Transfer of the phosphoryl groups by the kinases to the response regulator Spo0F and phosphotransferase Spo0B eventually results in the phosphorylation and activation of Spo0A (reviewed in 49,50). Several phosphatases that dephosphorylate Spo0A~P form part of an important system that controls the levels of phosphorylated Spo0A. The alternative sigma factor σB, known for its regulation of general stress responses, was shown to be involved in the control of Spo0A~P levels through the activation of one of the phosphatase encoding genes, spo0E 51. This indicates that not one specific, but rather several regulatory systems are responsible for establishing appropriate conditions for commitment to sporulation.

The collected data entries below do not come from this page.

PR #1348, opened 2021-04-08
Update user_management.md

glye:
| Question      | Answer
| ------------- | ---
| JIRA Ticket   | https://issues.ibexa.co/browse/EZP-32383
| Versions      | 2.5+

https://doc.ibexa.co/en/latest/guide/user_management/user_management/#repeating-passwords

Doc change to match the current state of the functionality, which is as intended according to the developer. Though we'd like to implement the feature, this would likely be in DXP 4.0+.

### DIFF
--- a/docs/guide/user_management/user_management.md
+++ b/docs/guide/user_management/user_management.md
@@ -59,7 +59,11 @@ The notification will be displayed in the Back Office after login and in the Use
 
 You can set a rule that the password cannot be reused.
 You set it for the User Content Type in the **User account (ezuser)** Field Type's settings.
-When this is set, the user cannot type in the same password as before, when it expires. It has to be changed to a new one. (Please note that this only checks the new password against the current one. A password that is older than this can be used again.)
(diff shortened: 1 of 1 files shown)


docs/guide/user_management/user_management.md
```diff
@@ -59,7 +59,7 @@ The notification will be displayed in the Back Office after login and in the Use
 
 You can set a rule that the password cannot be reused.
 You set it for the User Content Type in the **User account (ezuser)** Field Type's settings.
-When this is set, the user will not be able to set a password that had been in use before.
+When this is set, the user cannot type in the same password as before, when it expires. It has to be changed to a new one. (Please note that this only checks the new password against the current one. A password that is older than this can be used again.)
```
DominikaK, line 62:
```suggestion
When this is set, the user cannot type in the same password when it expires.
It has to be changed to a new one.

This only checks the new password against the current one.
A password that has been used before can be used again.
```
^ if I understood correctly the "older password" thing

DominikaK (approved):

Recently, several independent reports have indicated that the origin of heterogeneity in the sporulation process can be traced back to dynamics in the regulation of individual phosphorelay components 41,52,53,54,55 and that pulsed positive feedback loops involving Spo0A phosphorylation and kinase expression are essential for timing of commitment to sporulation 56.

 

 

Sporulation cycle of Bacillus subtilis

 

 

 

Schematic representation of sporulation-specific gene transcription regulation during starvation

During starvation, the main regulator of sporulation Spo0A is phosphorylated and therefore activated by the action of the phosphorelay cascade. This leads to repression (grey) and inactivation (red) of the transition stage regulators AbrB, ScoC and SinR as well as activation of sporulation-specific sigma factor σH. Active proteins are indicated as green ovals. Active sigma factors are indicated as blue hexagons. Their regulons are grouped in red lined boxes (repressed genes) and blue lined boxes (activated genes). Inactive proteins are indicated as grey and red ovals. Active and inactive genes important for the sporulation process are indicated as wide black arrows and wide grey arrows, respectively. A positive effect of proteins on gene transcription is represented by black arrowed lines, or blue arrowed lines if the positive action derives from a sigma factor. A negative effect is represented by black stopped lines. Active and inactive promoters upstream of a gene are indicated as green arrows and red arrows, respectively. Phosphate groups are indicated by P.